ENTSO-E interim-CSV data loaders.

Config-driven loaders for the merged ENTSO-E interim CSV, suitable for the
``data_loader`` / ``test_data_loader`` hooks on `ConfigEntsoe`. Ported from
``spotforecast2.tasks.task_entsoe`` ahead of that subpackage's removal.

## Functions

| Name | Description |
| --- | --- |
| [entsoe_data_loader](#spotforecast2_safe.data.entsoe_loader.entsoe_data_loader) | Read the merged interim ENTSO-E CSV that ``config.data_filename`` points at. |
| [entsoe_test_data_loader](#spotforecast2_safe.data.entsoe_loader.entsoe_test_data_loader) | Return the merged ENTSO-E CSV sliced to the forecast horizon. |

### entsoe_data_loader { #spotforecast2_safe.data.entsoe_loader.entsoe_data_loader }

```python
data.entsoe_loader.entsoe_data_loader(config)
```

Read the merged interim ENTSO-E CSV that ``config.data_filename`` points at.

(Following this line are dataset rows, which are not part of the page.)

Issue #2434, opened 2021-09-14
start_pos and end_pos attributes print 'None'


rohitjajee:
**Describe the bug**
I am trying to get the start position and end position of the entities in the craft dataset, but the start_pos and end_pos atrribites of the entity object print “None”. 

**To Reproduce**
import flair 
from flair.datasets import biomedical 
craft = biomedical.CRAFT_V4() 

for sentence  in craft.get_all_sentences(): 
	for entity in sentence.get_spans(): 
		print(entity.text, entity.labels, entity.start_pos, entity.end_pos) 

**Expected behavior**
It should the start position and end positions of the entity

**Output**
DRG [uberon (1.0)] None None  
Neurons [cl (1.0)] None None  
Pea3 [pr (1.0)] None None  
dorsal root ganglion [uberon (1.0)] None None  
DRG [uberon (1.0)] None None 
. 
. 

**Environment (please complete the following information):**
 - OS [e.g. iOS, Linux]:
 - Version [e.g. flair-0.3.2]:

**Additional context**

PR #2440, opened 2021-09-17
set token positions on column corpus

helpmefindaname:
This is supposed to fix https://github.com/flairNLP/flair/issues/2434
besides that, it removes the whitespacing for japanese tokenisation, as there is no space between words


helpmefindaname:
status update:
this pr is back to a mergeable state/ready for review.

alanakbik:
@helpmefindaname thanks for fixing this! And sorry for taking so long to merge!

PR #2462, opened 2021-10-03
GH-1529 fix infinite loop in Span::to_original_text

mhoyer:
With https://github.com/flairNLP/flair/issues/1529 there was already a fix for a potential endless loop in the `Sentence` class. Now we also got trapped in the same situation, but within `Span` class this time.


alanakbik:
@mhoyer thanks for fixing this!

PR #2486, opened 2021-10-22
Dependency parser

73minerva:
This PR adds dependency parser model based on [Deep biaffine attention for neural dependency parsing](https://arxiv.org/pdf/1611.01734.pdf). The main model in paper uses a static word embedding and POS tags vector as input, while it only uses StackedEmbeddings. 
The first trained model can be downloaded from [here](https://drive.google.com/file/d/1knTksQjnflvpWz-EC7St_7ox99GG5AIJ/view?usp=sharing). It was trained with Glove and Flair embeddings on flair.datasets.UD_ENGLISH dataset. If I understand correctly, the UD_ENGLISH dataset in flair library, only contains the "EWT" version, not the other ones mentioned in [this](https://universaldependencies.org). In the end, the following results were obtained:
**UAS : 0.9032 - LAS : 0.9243**
In the near future, I will train the model on PTB dataset to have a comparison with paper results.

For better printing of parsed sentences, I add the "print_tree" param to predict method:
```
sentence = Sentence('I prefer the morning flight through Denver.')
dep_parser_model: DependencyParser = DependencyParser.load(path_to_model)
dep_parser_model.predict(sentence, print_tree=True)
```
This should print something like this:
image

It is not done yet and needs some refactoring. Until then, it will be great if you share your comments and suggestions.

### DIFF
--- a/flair/models/dependency_parser_model.py
+++ b/flair/models/dependency_parser_model.py
@@ -183,3 +183,42 @@ class DependencyParser(flair.nn.Model):
             rel_loss += self.loss_function(score_relation, rel_labels)
 
         return arc_loss, rel_loss
+    
+    def predict(self,
+                sentences: Union[List[Sentence], Sentence],
+                mini_batch_size: int = 32,
+                num_workers: int = 8,
+                print_tree: bool = False,
+                embedding_storage_mode="none",
+                ) -> None:
+        """
+        Predict arcs and tags for Dependency Parser task
+        :param sentences: a Sentence or a List of Sentence
+        :param mini_batch_size: mini batch size to use
+        :param print_tree: set to True to print dependency parser of sentence as tree shape
+        :param embedding_storage_mode: default is 'none' which is always best. Only set to 'cpu' or 'gpu' if
+        you wish to not only predict, but also keep the generated embeddings in CPU or GPU memory respectively.
+        'gpu' to store embeddings in GPU memory.
+        """
+
+        if not sentences:
+            return sentences
+        sentences = SentenceDataset(sentences)
+        data_loader = DataLoader(sentences, batch_size=mini_batch_size, num_workers=num_workers)
+
+        for batch in data_loader:
+            with torch.no_grad():
+                score_arc, score_rel = self.forward(batch)
+                arc_prediction, relation_prediction = self._obtain_labels_(
+                    score_arc, score_rel)
+
+            for sentnce_index, (sentence, sent_tags, sent_arcs) in enumerate(zip(batch, relation_prediction, arc_prediction)):
+                for token_index, (token, tag, head_id) in enumerate(zip(sentence.tokens, sent_tags, sent_arcs)):
+                    token.add_tag(self.tag_type, tag,
+                                  score_rel[sentnce_index][token_index])
+                    token.head_id = int(head_id)
+
+                if print_tree:
+                    tree_printer(sentence, self.tag_type)
+                    print("-" * 50)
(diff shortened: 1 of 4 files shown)


alanakbik:
@73minerva really cool, thanks for adding this and sorry for not getting around to reviewing this sooner.  

I'm trying to train a model, but its throwing errors if the mini-batch size is higher than 1. See script below - am I instantiating it wrong? 

```python
corpus = UD_ENGLISH()

dictionary = corpus.make_label_dictionary("dependency")

model = DependencyParser(token_embeddings=WordEmbeddings("turian"), relations_dictionary=dictionary)

trainer.train("resources/taggers/dependency", mini_batch_size=2)
```

73minerva:
@alanakbik, The recent commit should fix the mentioned mini-batch error. I also added word dropout.
[Here](https://drive.google.com/file/d/1sBYFsRQkvC5wwE5kzXJSZzZjylC3dibt/view?usp=sharing) is a trained dependency parser model with bert that achieved **UAS : 0.9210 - LAS : 0.9354**.

stefan-it:
Hi @73minerva ,

thanks for that PR! I wanted to test it with Transformer-based models, but this failed due to an error that was I think fixed a while ago on Flair master. So could you please rebase your PR on latest master branch :thinking: Many thanks!

flair/models/dependency_parser_model.py
```diff
@@ -0,0 +1,624 @@
...
+                    token: Token = token
+                    token.add_tag_label("predicted", Label(tag))
+                    token.add_tag_label("predicted_head_id", Label(str(arc)))
+
+                    # append both to file for evaluation
+                    eval_line = "{} {} {} {} {}\n".format(token.text,
+                                                          token.get_tag(gold_label_type).value,
+                                                          str(token.head_id),
+                                                          tag,
+                                                          str(arc))
```
alanakbik, line 279: this is sometimes a tensor and sometimes an int, leading to uneven printouts

alanakbik (approved):
A few minor comments and some questions on parameter choices.

If you prefer, I can merge this PR now and do the rebase to master @stefan-it mentioned and we can do further improvements in more PRs.

flair/models/dependency_parser_model.py
```diff
@@ -0,0 +1,624 @@
...
+    def __init__(
+            self,
+            token_embeddings: TokenEmbeddings,
+            relations_dictionary: Dictionary,
+            tag_type: str = 'dependency',
+            lstm_hidden_size: int = 400,
+            mlp_arc_units: int = 500,
+            mlp_rel_units: int = 100,
+            lstm_layers: int = 3,
+            mlp_dropout: float = 0.33,
```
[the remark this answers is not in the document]
73minerva: All default hyperparameters including dropout, were set according to the [paper](https://arxiv.org/pdf/1611.01734.pdf). As mentioned in the paper, to reduce label classifier overfitting, increasing dropout is necessary. More details and why label classifier suffers from overfitting are explained in the 4.2.1 section of the paper. I haven't tried lower values and unfortunately, there is no experiment about it.

flair/models/dependency_parser_model.py
73minerva: Thanks, It's fixed on the recent commit. Also, I add CSV header to prevent confusion. it's better now.


Screenshot from 2021-11-28 11-38-57

alanakbik:
@73minerva another thing: the LAS should only count positives if both attachment and deprel are correctly predicted. So the LAS should always be lower than the UAS. I have it fixed in my local branch and will do a PR soon!

Issue #2489, opened 2021-10-23
Error with saving OneHotEmbeddings with CoNLLUCorpus


djstrong:
**Describe the bug**
Saving model with OneHotEmbeddings and corpus CoNLLUCorpus causes `_pickle.PicklingError: Can't pickle <function <lambda> at 0x7fa069ae2f28>: attribute lookup <lambda> on conllu.parser failed`.

**To Reproduce**
https://colab.research.google.com/drive/1tAQcAGkdJSApCcW-DxTbx_kGHQtdenUD?usp=sharing

PR #2490, opened 2021-10-24
refactor onehot embeddings

helpmefindaname:
a few changes to the OneHotEmbeddings:

- allows creating OneHotEmbeddings by a Dictionary directly, in case you don't want to gather it from a corpus.
- still allows creating OneHotEmbeddings by a Corpus, using `OneHotEmbeddings.from_corpus(..)` 
- should fix https://github.com/flairNLP/flair/issues/2489 as the instance_parameters cover the Dictionary and not the Corpus -> it won't store the whole dataset and therefore reduces model size.
- allows usage of "stable embeddings" -> https://arxiv.org/abs/2110.02861 which seem to "reduce gradient variance that comes from the highly non-uniform distribution of input tokens"
- makes the `_add_embeddings_internal` method more beautiful, by removing nested loops (iterates over all tokens instead of all sentences and their tokens) and removing unneeded indexing/enumerations

### DIFF
--- a/flair/embeddings/token.py
+++ b/flair/embeddings/token.py
@@ -1431,24 +1431,88 @@ class OneHotEmbeddings(TokenEmbeddings):
 
     def __init__(
             self,
-            corpus: Corpus,
+            vocab_dictionary: Dictionary,
             field: str = "text",
             embedding_length: int = 300,
-            min_freq: int = 3,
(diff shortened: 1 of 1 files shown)


alanakbik:
@helpmefindaname this is awesome, thanks for fixing this!

PR #2492, opened 2021-10-30
Add pretrained relation extraction models

alanakbik:
This PR adds a few relation extraction models, trained over a modified version of TACRED. Two models are added: `relations` and `relations-fast`.

To use these models, you also need an entity tagger. The tagger identifies entities, then the relation extractor possible entities. For instance use this code: 

```python
from flair.models import RelationExtractor, SequenceTagger

# 1. make example sentence
sentence = Sentence("George was born in Washington")

# 2. load entity tagger and predict entities
tagger = SequenceTagger.load('ner-fast')
tagger.predict(sentence)

# check which entities have been found in the sentence
entities = sentence.get_labels('ner')
for entity in entities:
    print(entity)

# 3. load relation extractor
extractor: RelationExtractor = RelationExtractor.load('relations-fast')

# predict relations
extractor.predict(sentence)

# check which relations have been found
relations = sentence.get_labels('relation')
for relation in relations:
    print(relation)
```

### DIFF
--- a/flair/models/relation_extractor_model.py
+++ b/flair/models/relation_extractor_model.py
@@ -205,12 +205,14 @@ class RelationExtractor(flair.nn.DefaultClassifier):
 
                 relation_embeddings.append(embedding)
 
-            # stack and drop out
-            all_relations = torch.stack(relation_embeddings)
+            # stack and drop out (squeeze and unsqueeze)
+            all_relations = torch.stack(relation_embeddings).unsqueeze(1)
 
             all_relations = self.dropout(all_relations)
             all_relations = self.locked_dropout(all_relations)
             all_relations = self.word_dropout(all_relations)
+
+            all_relations = all_relations.squeeze(1)
 
             # send through decoder
             if self.non_linear_decoder:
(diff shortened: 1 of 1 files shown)


alejandrojcastaneira:
Thank you very much for adding this, can you provide some insights or a short description of the architecture of the relations extraction models?

alanakbik:
Hello @alejandrojcastaneira it we used a very simple architecture here: the `RelationExtractor` goes through all pairwise combinations of entities found in a sentence. For each entity pair, it takes the embeddings of both entities and concatenates them. This concatenated entity pair embedding is then classified.

SohaK:
@alanakbik @djstrong in my question I meant positional context not semantic context. Is there any paper or blog that shed some light to the FLAIR Relation Extraction?

djstrong:
Semantic context is usually positional. Flair RE is extracting embeddings of the spans, concats them and pass through fully connected neural network.

SohaK:
@djstrong is the 'embedding' the dynamic embedding of the span in the current sentence, or the pretrained embedding?

djstrong:
You can choose embeddings (dynamic or static).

#### Parameters {.doc-section .doc-section-parameters}

| Name | Type | Description | Default |
|--------|----------------------------------------------------------------|---------------------------------------------------------------------------------------------------------------------------------------|------------|
| config | [ConfigEntsoe](`spotforecast2_safe.configurator.ConfigEntsoe`) | A `ConfigEntsoe` with ``data_filename`` set. Relative paths are resolved against `spotforecast2_safe.data.fetch_data.get_data_home`. | _required_ |

#### Returns {.doc-section .doc-section-returns}

| Name | Type | Description |
|--------|------------------------------------------------|--------------------------------------------------------------------|
| | [pd](`pandas`).[DataFrame](`pandas.DataFrame`) | DataFrame indexed by the ENTSO-E timestamp column (``Time (UTC)``) |
| | [pd](`pandas`).[DataFrame](`pandas.DataFrame`) | with the load columns as data columns. |

#### Raises {.doc-section .doc-section-raises}

| Name | Type | Description |
|--------|------------------------------------------|-----------------------------------------------------------------------------------------------|
| | [FileNotFoundError](`FileNotFoundError`) | If the merged CSV does not exist. Run ``spotforecast2-entsoe download`` and ``merge`` first. |

#### Examples {.doc-section .doc-section-examples}

```{python}
import os
import tempfile

import pandas as pd
from spotforecast2_safe.configurator import ConfigEntsoe
from spotforecast2_safe.data.entsoe_loader import entsoe_data_loader

# Build a tiny synthetic interim CSV in a temp directory.
tmp = tempfile.mkdtemp()
csv_path = os.path.join(tmp, "energy_load.csv")
idx = pd.date_range(
"2025-01-01", periods=48, freq="h", tz="UTC", name="Time (UTC)"
)
pd.DataFrame({"Actual Load": range(48)}, index=idx).to_csv(csv_path)

# Absolute path bypasses get_data_home; loader returns the full frame.
config = ConfigEntsoe()
config.data_filename = csv_path
df = entsoe_data_loader(config)

print(df.shape)
assert df.shape == (48, 1)
assert df.index.name == "Time (UTC)"
```

### entsoe_test_data_loader { #spotforecast2_safe.data.entsoe_loader.entsoe_test_data_loader }

```python
data.entsoe_loader.entsoe_test_data_loader(config)
```

Return the merged ENTSO-E CSV sliced to the forecast horizon.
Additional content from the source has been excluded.